What would you eat today if you were to die tomorrow? A person sentenced to death will spend an average of 20 years locked up waiting for the date of his execution. Doing Time is a visual and physical representation of that waiting time, how life becomes a loop, and space and time disappears. But after years or even decades of being stripped of the possibility to choose, they are granted one last choice: food.
Death-sentenced prisoners in the U.S. typically spend more than a decade on death row prior to exoneration or execution. During the waiting time, they are generally isolated from other prisoners, excluded from prison educational and employment programs, and sharply restricted in terms of visitation and exercise, spending as many as 23 hours a day alone in their cells. This raises the question of whether death row prisoners are being subject to two distinct punishments: the death sentence itself and the years of living in solitary confinement, waiting for their time. The idea of a meal before execution is compassionate or perverse, depending on your perspective, but it contains an inherently curious paradox: marking the end of life with the stuff that sustains it seems at once laden with meaning and beside the point.

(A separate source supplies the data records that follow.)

PR #1780, opened 2015-11-10
maximum Feret diameter in regionprops

stevendbrown:
Added maximum Feret diameter of a region's convex hull. There is an alternative implementation in which only lines passing through the center of mass are considered, but my understanding is that the Feret diameter has only been evaluated in the context of convex objects. Here's hoping that someone here knows more than me on this subject!

PR #4379, opened 2019-12-30
Feret diameter

emmanuelle:
Supersedes #1780 by @stevendbrown (fixed the merging conflicts). Please see the discussion in #1780, an extensive review already took place.


emmanuelle:
Compared to the original PR I made the property 3d.

stevendbrown:
@emmanuelle This is awesome! Thank you!

emmanuelle:
Thank you @stevendbrown :-). The hard work was yours, I just used the 3d method for computing surfaces. Please comment whether the 3d implementation looks correct (I ran a few tests and it looked ok to me).

skimage/measure/_regionprops.py
```diff
@@ -227,6 +233,20 @@ def euler_number(self):
     def extent(self):
         return self.area / self.image.size
 
+    @property
+    def feret_diameter(self):
+        from ..morphology.convex_hull import convex_hull_image
+        label_image = self._label_image
+        label = self.label
+        identity_convex_hull = convex_hull_image(label_image == label)
```
jni: @emmanuelle this is much more quickly implemented with the `.image` property, which contains only the object in question, already in bool form. (It uses `props.slice` to evaluate only in the region area.)

skimage/measure/tests/test_regionprops.py
```diff
@@ -71,6 +71,22 @@ def test_ndim():
...
+    comparator_result = 17.029386365926403
+    test_result = regionprops(SAMPLE)[0].feret_diameter
+    assert_almost_equal(comparator_result, test_result)
+    # square, test that Feret diameter is sqrt(2) * square side
+    img = np.zeros((20, 20), dtype=np.uint8)
+    img[2:-2, 2:-2] = 1
+    feret_diameter = regionprops(img)[0].feret_diameter
+    assert np.abs(feret_diameter - 16 * np.sqrt(2)) < 1
+    # 3d example
+    img_3d = np.dstack((img,) * 3)
```
jni: @emmanuelle can you make this a separate test?

skimage/measure/_regionprops.py
```diff
@@ -227,6 +233,19 @@ def euler_number(self):
     def extent(self):
         return self.area / self.image.size
 
+    @property
+    def feret_diameter(self):
+        from ..morphology.convex_hull import convex_hull_image
+        identity_convex_hull = np.pad(self.convex_image,
+                                      2, mode='constant', constant_values=0)
```
jni: @emmanuelle is this padding really necessary??? This points to a bug in `find_contours`, no? Or...?

I also wonder whether we should skip convex hull computation in 3D, where it is quite expensive. It might actually be faster to use the coordinates from marching cubes directly.

emmanuelle: I don't know if it's a bug, but yes `find_contours(np.ones((5, 5)), 0.5)` gives an error (I guess because it's not possible to decide what is outside). I add to add this padding otherwise there can be errors for an image full of ones.

For the 3d case, do you mean retrieving coordinates of the surface from marching cubes, and then compute the convex hull of these points?

stevendbrown: A region can be a rectangle which results in a `self.convex_image` which is all ones, correct? To prevent problems with `find_contours` in that case, the padding is definitely necessary, I think.

skimage/measure/tests/test_regionprops.py
stevendbrown: @emmanuelle The test here looks like it'll stack up and leave the 1 region without boundaries on the third axis. Could you instead do the following?

```
img_3d = np.zeros((20, 20, 3), dtype=np.uint8)
img_3d[2:-2, 2:-2, 1] = 1
```

skimage/measure/_regionprops.py
jni: @emmanuelle 

> find_contours(np.ones((5, 5)), 0.5) gives an error (I guess because it's not possible to decide what is outside)

I feel like the contour of the image should be the contour then! (ie the implicit padding should be 0 in this case). I'll raise an issue, hopefully we can fix this is the future and get rid of this padding.

> For the 3d case, do you mean retrieving coordinates of the surface from marching cubes, and then compute the convex hull of these points?

I didn't even think that computing the hull would be necessary, as the number of points returned by marching cubes might itself be reasonably small, but yes! =) Ideally, compare the speed of the three methods (convex hull -> marching cubes -> distances, marching cubes -> distances, marching cubes -> convex hull -> distances) for some dummy data (e.g. the binary blobs) and see whether there are any clear winners...

skimage/measure/tests/test_regionprops.py
stevendbrown: Sorry, strike this comment...I've just realized that the 3D case won't be subject to the same preparatory transformations as the 2D case! 😳

skimage/measure/_regionprops.py
emmanuelle: I agree with the implicit padding for marching cubes.

For the convex hull, the Feret diameter is defined on the convex hull.

rfezzani:
The circular import pointed out by @stevendbrown https://github.com/scikit-image/scikit-image/pull/1780#discussion_r44736830 is fixed in #4400

skimage/measure/_regionprops.py
jni: @emmanuelle 

> For the convex hull, the Feret diameter is defined on the convex hull.

The feret diameter is defined for any object, the convex hull just makes it faster to compute since the largest diameter must join two vertices of the hull. But the question is that whether "hull + feret on hull vertices" is faster than "feret on all vertices". I guess the former is faster for most data given existing implementations.

jni:
@scikit-image/core this is ready to merge as far as I'm concerned — my performance questions are theoretical and not rooted in measurements. I suggest we get it right first (this PR) and address performance concerns as needed in future PRs.

skimage/measure/_regionprops.py
```diff
@@ -227,6 +233,19 @@ def euler_number(self):
     def extent(self):
         return self.area / self.image.size
 
+    @property
+    def feret_diameter(self):
+        from ..morphology.convex_hull import convex_hull_image
```
rfezzani, line 238: Is this import used anywhere here?
```suggestion
```

jni:
@rfezzani I've committed your suggestion, so this should be ready to go...!u

sciunto:
I changed the title to that it makes sense when we will make a new release ;)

This project was conceived as a book object. The aim was to create a narrative and related design in order to generate an experience. It's not a book because we want, it's a book because it needs to be. We wanted to portray that feeling of loop and tiredness, a never-ending day; so we generated an image loop. For that, we went to the former La Model penitentiary centre in Barcelona to take some photos. This now-closed space contrast with capital punishment that nowadays still takes place in developed countries like the United States. We decided to take decontextualised and detail photographs and generate this loop during more than 200 pages, finishing with a repetition of about 30 pages of the same image of the ceiling. The book culminates with a series of artsy representations of real last meals by Celia A. Shapiro. We wanted to kind of honour some executed inmates and produce a clash between the repetition and boringness of the previous photographies and the poppy feel of the food.